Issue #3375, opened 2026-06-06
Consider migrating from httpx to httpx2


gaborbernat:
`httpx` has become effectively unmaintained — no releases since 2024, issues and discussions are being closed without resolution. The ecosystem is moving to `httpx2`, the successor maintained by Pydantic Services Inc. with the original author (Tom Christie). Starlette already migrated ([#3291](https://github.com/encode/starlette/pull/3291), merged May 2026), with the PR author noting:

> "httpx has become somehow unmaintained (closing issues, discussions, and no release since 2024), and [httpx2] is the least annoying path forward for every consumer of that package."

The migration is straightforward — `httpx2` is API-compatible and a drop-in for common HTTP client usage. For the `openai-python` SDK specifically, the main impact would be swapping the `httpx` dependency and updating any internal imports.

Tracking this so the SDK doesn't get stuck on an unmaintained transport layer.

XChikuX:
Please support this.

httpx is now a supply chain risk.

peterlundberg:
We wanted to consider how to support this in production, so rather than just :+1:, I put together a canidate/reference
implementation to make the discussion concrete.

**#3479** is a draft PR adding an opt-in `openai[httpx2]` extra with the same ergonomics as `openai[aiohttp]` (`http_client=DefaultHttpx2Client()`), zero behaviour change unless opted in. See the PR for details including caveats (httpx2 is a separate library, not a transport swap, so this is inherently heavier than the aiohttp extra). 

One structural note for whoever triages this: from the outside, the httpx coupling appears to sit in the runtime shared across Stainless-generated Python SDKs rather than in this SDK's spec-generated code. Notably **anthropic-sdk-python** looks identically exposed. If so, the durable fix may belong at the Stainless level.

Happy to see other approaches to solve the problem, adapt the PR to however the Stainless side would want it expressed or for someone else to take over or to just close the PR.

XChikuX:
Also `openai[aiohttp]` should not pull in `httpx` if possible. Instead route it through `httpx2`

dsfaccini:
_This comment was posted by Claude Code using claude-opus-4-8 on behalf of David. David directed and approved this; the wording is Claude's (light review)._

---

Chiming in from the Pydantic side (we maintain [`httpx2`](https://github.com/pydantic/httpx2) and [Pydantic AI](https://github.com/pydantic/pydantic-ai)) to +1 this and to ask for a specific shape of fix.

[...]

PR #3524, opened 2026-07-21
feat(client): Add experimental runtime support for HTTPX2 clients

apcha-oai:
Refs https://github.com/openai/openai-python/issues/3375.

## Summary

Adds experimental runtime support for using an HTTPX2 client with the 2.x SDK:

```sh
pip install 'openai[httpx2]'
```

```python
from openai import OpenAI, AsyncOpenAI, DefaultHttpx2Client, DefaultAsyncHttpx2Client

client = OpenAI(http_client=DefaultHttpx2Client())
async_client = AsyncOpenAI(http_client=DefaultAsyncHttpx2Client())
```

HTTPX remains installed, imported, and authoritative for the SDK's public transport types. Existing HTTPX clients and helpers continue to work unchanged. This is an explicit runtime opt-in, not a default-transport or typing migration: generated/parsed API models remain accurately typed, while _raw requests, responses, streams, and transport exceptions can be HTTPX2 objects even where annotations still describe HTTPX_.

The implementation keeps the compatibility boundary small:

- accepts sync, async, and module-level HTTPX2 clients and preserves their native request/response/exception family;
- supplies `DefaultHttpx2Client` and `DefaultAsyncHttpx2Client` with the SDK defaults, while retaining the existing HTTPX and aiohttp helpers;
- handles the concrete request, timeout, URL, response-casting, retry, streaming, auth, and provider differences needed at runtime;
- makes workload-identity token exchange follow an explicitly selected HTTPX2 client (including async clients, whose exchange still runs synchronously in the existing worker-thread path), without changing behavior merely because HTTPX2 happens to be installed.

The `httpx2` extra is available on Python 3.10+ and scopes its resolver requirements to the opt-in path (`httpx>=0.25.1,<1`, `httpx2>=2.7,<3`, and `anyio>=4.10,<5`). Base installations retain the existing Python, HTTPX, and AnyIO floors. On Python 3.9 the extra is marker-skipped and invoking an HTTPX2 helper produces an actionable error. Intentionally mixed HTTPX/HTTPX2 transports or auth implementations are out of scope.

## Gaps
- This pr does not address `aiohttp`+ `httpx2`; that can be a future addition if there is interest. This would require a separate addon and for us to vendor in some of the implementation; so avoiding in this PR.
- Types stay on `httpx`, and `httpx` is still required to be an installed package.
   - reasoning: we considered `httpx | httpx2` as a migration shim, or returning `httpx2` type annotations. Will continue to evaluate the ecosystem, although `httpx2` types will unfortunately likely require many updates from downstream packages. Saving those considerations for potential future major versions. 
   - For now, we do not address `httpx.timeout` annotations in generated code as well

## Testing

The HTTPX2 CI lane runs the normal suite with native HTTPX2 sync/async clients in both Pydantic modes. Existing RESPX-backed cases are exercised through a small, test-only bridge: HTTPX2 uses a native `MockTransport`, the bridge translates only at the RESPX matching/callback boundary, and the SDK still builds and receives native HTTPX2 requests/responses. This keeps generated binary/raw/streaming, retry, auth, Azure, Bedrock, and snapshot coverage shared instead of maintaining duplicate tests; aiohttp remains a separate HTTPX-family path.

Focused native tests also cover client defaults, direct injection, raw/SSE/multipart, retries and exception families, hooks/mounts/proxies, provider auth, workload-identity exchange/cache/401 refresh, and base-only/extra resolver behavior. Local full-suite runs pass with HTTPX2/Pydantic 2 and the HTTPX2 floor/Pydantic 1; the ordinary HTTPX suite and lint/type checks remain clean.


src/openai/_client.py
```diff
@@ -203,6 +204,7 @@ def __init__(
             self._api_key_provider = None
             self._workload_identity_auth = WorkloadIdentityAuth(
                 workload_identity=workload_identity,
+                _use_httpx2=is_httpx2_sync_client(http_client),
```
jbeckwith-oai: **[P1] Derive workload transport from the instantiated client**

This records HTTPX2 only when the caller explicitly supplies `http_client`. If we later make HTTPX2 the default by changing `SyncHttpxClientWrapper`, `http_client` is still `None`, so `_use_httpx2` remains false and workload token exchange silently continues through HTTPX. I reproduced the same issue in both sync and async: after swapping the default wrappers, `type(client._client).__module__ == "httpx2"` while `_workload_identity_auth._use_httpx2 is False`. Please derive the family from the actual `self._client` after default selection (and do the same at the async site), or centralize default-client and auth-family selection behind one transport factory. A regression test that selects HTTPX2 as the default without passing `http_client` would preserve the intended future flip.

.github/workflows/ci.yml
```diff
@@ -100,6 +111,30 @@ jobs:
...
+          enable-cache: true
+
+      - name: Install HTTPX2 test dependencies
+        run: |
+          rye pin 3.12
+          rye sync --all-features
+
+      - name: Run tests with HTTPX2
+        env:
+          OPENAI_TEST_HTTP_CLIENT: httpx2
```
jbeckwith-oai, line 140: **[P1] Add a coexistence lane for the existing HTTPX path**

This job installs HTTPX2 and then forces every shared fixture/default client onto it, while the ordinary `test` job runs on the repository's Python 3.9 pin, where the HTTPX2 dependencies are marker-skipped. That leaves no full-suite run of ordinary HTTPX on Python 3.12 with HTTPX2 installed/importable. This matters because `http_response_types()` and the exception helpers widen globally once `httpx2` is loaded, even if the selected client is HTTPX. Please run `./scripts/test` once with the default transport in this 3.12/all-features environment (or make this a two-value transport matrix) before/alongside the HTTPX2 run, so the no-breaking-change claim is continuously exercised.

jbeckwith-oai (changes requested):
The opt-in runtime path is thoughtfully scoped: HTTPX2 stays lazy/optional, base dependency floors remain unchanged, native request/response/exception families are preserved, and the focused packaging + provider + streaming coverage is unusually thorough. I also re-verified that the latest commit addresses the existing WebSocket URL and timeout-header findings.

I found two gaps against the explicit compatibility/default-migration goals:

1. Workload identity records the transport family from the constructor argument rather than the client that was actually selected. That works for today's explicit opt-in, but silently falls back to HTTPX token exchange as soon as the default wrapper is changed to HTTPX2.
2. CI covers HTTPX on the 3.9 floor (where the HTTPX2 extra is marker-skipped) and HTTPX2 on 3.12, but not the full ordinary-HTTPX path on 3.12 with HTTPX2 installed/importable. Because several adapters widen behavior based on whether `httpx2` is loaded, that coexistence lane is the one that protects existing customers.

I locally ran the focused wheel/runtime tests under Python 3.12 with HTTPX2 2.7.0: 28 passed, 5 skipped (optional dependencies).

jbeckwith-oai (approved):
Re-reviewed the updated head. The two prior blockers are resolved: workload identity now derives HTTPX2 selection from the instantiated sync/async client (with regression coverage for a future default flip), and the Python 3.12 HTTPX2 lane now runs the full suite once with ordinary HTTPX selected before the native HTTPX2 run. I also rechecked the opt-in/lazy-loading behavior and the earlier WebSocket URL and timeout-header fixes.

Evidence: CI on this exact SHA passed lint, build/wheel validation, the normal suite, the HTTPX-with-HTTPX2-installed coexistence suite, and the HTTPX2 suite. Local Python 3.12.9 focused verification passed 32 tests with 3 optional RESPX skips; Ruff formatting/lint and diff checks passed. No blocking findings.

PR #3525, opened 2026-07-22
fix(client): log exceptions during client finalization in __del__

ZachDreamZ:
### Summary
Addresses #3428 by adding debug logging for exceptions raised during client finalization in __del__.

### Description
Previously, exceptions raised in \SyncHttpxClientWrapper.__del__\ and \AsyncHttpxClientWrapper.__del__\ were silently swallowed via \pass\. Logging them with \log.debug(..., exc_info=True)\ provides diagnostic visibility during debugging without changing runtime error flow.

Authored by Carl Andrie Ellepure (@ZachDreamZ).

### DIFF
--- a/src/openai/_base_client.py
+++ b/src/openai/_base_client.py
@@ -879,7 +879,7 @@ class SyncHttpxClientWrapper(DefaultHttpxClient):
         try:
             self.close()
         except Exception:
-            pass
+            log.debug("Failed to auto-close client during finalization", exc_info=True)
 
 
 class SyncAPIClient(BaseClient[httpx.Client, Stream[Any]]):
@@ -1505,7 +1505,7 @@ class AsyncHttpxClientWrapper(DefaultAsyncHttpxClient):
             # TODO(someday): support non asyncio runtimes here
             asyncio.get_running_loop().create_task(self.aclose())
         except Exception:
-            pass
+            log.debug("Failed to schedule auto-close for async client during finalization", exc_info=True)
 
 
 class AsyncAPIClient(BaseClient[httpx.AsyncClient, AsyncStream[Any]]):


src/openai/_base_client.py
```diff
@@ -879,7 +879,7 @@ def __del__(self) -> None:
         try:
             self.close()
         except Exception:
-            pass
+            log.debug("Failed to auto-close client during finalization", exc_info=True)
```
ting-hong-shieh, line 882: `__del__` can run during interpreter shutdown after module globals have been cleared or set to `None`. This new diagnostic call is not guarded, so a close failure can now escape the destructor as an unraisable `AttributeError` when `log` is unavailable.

■ **Work instructions**
Gather each line in the data that holds the string "both".

■ **Exercise answer**
The HTTPX2 CI lane runs the normal suite with native HTTPX2 sync/async clients in both Pydantic modes. Existing RESPX-backed cases are exercised through a small, test-only bridge: HTTPX2 uses a native `MockTransport`, the bridge translates only at the RESPX matching/callback boundary, and the SDK still builds and receives native HTTPX2 requests/responses. This keeps generated binary/raw/streaming, retry, auth, Azure, Bedrock, and snapshot coverage shared instead of maintaining duplicate tests; aiohttp remains a separate HTTPX-family path.
This records HTTPX2 only when the caller explicitly supplies `http_client`. If we later make HTTPX2 the default by changing `SyncHttpxClientWrapper`, `http_client` is still `None`, so `_use_httpx2` remains false and workload token exchange silently continues through HTTPX. I reproduced the same issue in both sync and async: after swapping the default wrappers, `type(client._client).__module__ == "httpx2"` while `_workload_identity_auth._use_httpx2 is False`. Please derive the family from the actual `self._client` after default selection (and do the same at the async site), or centralize default-client and auth-family selection behind one transport factory. A regression test that selects HTTPX2 as the default without passing `http_client` would preserve the intended future flip.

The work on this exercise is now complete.